I was dual-faith from early on (Hellenic and Norse), but since I now honor gods from four different pantheons, I have amended that to “multi-faith.”
Some of the changes are purely practical. I don’t spend as much time studying because there are fewer books and sources left to study. I do still study, but I know the basics, am familiar with the lore, and am comfortable with ritual and other practices, so some of that work has simply been done already.
When my kids were little, I used my shower time to pray and do simple daily devotions, because it was often the only time during the day that I could count on being left alone with my own thoughts. I assumed that this would change eventually, but they are young adults now and guess what? I still pray in the shower. It works. I don’t only pray in the shower, but I have kept that piece of my practice.

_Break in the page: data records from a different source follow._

PR #40639, opened 2022-01-25
[8.x] Fix error handling

### LINKED ISSUE #40554: Memory leak in tests because HandleExceptions never cleans up

X-Coder264:
Fixes problems described in https://github.com/laravel/framework/pull/40592#issuecomment-1021554516

TLDR; Laravel never cleaned up its handlers, resulting in the PHPUnit error handler never firing for unit tests that came after Laravel's integration tests, plus since the handlers were never cleaned it resulted in a memory leak.

In order to avoid having to call `$this->withoutDeprecationHandling()` in every Laravel integration test I've added that call in the `protected function deprecationHandling()` hook method which is now called from the base test class `setUp` method (users can override it in their base class if they want to change the behavior).

The changes made in the base test class here should also be ported over to Testbench, after which I can fix all the deprecation exceptions that will pop up on CI, before this PR can be merged.

Also note that this PR makes use of a terminating callback to restore the handlers, which also meant having to manually call `$this->app->terminate()` in the test teardown (it's weird that this was not already called as `terminate` is always called in a real HTTP request).

Fixes https://github.com/laravel/framework/issues/40554

### DIFF
--- a/src/Illuminate/Foundation/Testing/Concerns/InteractsWithDeprecationHandling.php
+++ b/src/Illuminate/Foundation/Testing/Concerns/InteractsWithDeprecationHandling.php
@@ -21,9 +21,17 @@ trait InteractsWithDeprecationHandling
     protected function withDeprecationHandling()
     {
         if ($this->originalDeprecationHandler) {
-            set_error_handler(tap($this->originalDeprecationHandler, function () {
+            $previousHandler = set_error_handler(tap($this->originalDeprecationHandler, function () {
                 $this->originalDeprecationHandler = null;
             }));
+
+            if (method_exists($this, 'beforeApplicationDestroyed')) {
+                $this->beforeApplicationDestroyed(function () use ($previousHandler) {
+                    if (null !== $previousHandler) {
+                        restore_error_handler();
+                    }
+                });
+            }
         }
 
         return $this;
@@ -42,6 +50,14 @@ trait InteractsWithDeprecationHandling
                     throw new ErrorException($message, 0, $level, $file, $line);
                 }
             });
+
+            if (method_exists($this, 'beforeApplicationDestroyed')) {
+                $this->beforeApplicationDestroyed(function () {
+                    if (null !== $this->originalDeprecationHandler) {
+                        restore_error_handler();
+                    }
+                });
+            }
         }
 
         return $this;
--- a/src/Illuminate/Foundation/Testing/Concerns/InteractsWithDeprecationHandling.php
+++ b/src/Illuminate/Foundation/Testing/Concerns/InteractsWithDeprecationHandling.php
@@ -29,6 +29,7 @@ trait InteractsWithDeprecationHandling
                 $this->beforeApplicationDestroyed(function () use ($previousHandler) {
                     if (null !== $previousHandler) {
                         restore_error_handler();
+                        $this->originalDeprecationHandler = null;
                     }
                 });
             }
@@ -55,6 +56,7 @@ trait InteractsWithDeprecationHandling
                 $this->beforeApplicationDestroyed(function () {
                     if (null !== $this->originalDeprecationHandler) {
                         restore_error_handler();
+                        $this->originalDeprecationHandler = null;
                     }
                 });
             }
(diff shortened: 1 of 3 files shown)


src/Illuminate/Foundation/Testing/Concerns/InteractsWithDeprecationHandling.php
```diff
@@ -42,6 +50,14 @@ protected function withoutDeprecationHandling()
                     throw new ErrorException($message, 0, $level, $file, $line);
                 }
             });
+
+            if (method_exists($this, 'beforeApplicationDestroyed')) {
+                $this->beforeApplicationDestroyed(function () {
+                    if (null !== $this->originalDeprecationHandler) {
+                        restore_error_handler();
```
donnysim, line 57: We need to reset `$this->originalDeprecationHandler = null;` otherwise the memory leak persists because PHPUnit TestSuiteIterator creates a new class instance for each test method in the class and keeps everything in memory until test suite is done. After this I think it's looking good.

donnysim:
There might still be something wrong, the deprecation errors are still not popping up in full test runs.

src/Illuminate/Foundation/Testing/Concerns/InteractsWithDeprecationHandling.php
X-Coder264: Done :+1:

X-Coder264:
Yeah, the Testbench changes are needed before the deprecation exceptions pop up on CI.

Thank you for testing.

nunomaduro:
Converting this to draft while I try to understand the reasoning behind this pull request.

nunomaduro:
@X-Coder264 @donnysim Let me know what do you think about this alternative: https://github.com/laravel/framework/pull/40656.

PR #40643, opened 2022-01-26
[8.x] Get item of array as int and float.

bdaler:
Often in projects I see: `(int) Arr::get($item, 'brand.id');` or `(float) Arr::get($item, 'discountTotal')` I suggest doing this instead `Arr::getInt($item, 'brand.id')` or `Arr::getFloat($item, 'discountTotal')`

### DIFF
--- a/src/Illuminate/Collections/Arr.php
+++ b/src/Illuminate/Collections/Arr.php
@@ -744,4 +744,32 @@ class Arr
 
         return is_array($value) ? $value : [$value];
     }
+
+    /**
+     * Returns the item value converted to integer.
+     *
+     * @param      $array
+     * @param      $key
+     * @param null $default
+     *
+     * @return int
+     */
+    public static function getInt($array, $key, $default = null): int
+    {
+        return (int) self::get($array, $key, $default);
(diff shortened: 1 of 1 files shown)


src/Illuminate/Collections/Arr.php
```diff
@@ -744,4 +744,30 @@ public static function wrap($value)
...
+
+    /**
+     * Returns the item value converted to integer.
+     *
+     * @param  \ArrayAccess|array  $array
+     * @param  string|int|null  $key
+     * @param  mixed  $default
+     * @return int
+     */
+    public static function getInt($array, $key, $default = null): int
```
koenhoeijmakers, line 756: I'd expect `$default` to be returned when the array key doesn't exist, yet it will return `0` instead of `null`

X-Coder264: ` $default = null` should IMO be ` int $default = 0` as the whole point of this method is to always return an integer so allowing the `mixed` type for `$default` does not make sense IMO.

taylorotwell:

I used to do a lot more group work than I do now (mostly because of personal and health stuff that makes it harder to do that sort of thing). But I used to attend a lot of rituals. I used to write and to lead a lot of rituals, heathen for the most part because that’s the irl group connection I’ve had. I’ve had training for it, which I undertook because our group needed someone to do it. These days, though, I am more of a resource than an active leader, which is a change.
Doing less group work has meant (for me) a lessened focus on festivals and following the calendar and a greater focus on smaller personal devotions and worship. I think I have personalized my practice more since it’s just me now, but less so than I would have expected. I’ve kept the things that (still) work and changed the things that don’t.
I used to do a lot of networking, seeking out and meeting other pagans and polytheists locally, attending Pagan Coffee Nights and so forth. I don’t do much of that anymore.
Similarly, the fact that I no longer travel well means that I no longer go to events far from home. That means a decrease in face-to-face interactions with others, which is certainly an additional change in the role community plays for me.
I do, however, still have online connections with others, which is a different sort of community but community nonetheless.
I also used to incorporate more meditation and visualization work in my practice than I do now (again mostly due to the aforementioned “stuff” and the accompanying lack of focus). It never was easy work for me but it was rewarding, and I hope at some point to be able to do it again. Until then, I have the experiences I’ve had and the knowledge I’ve gained, and that has to be enough.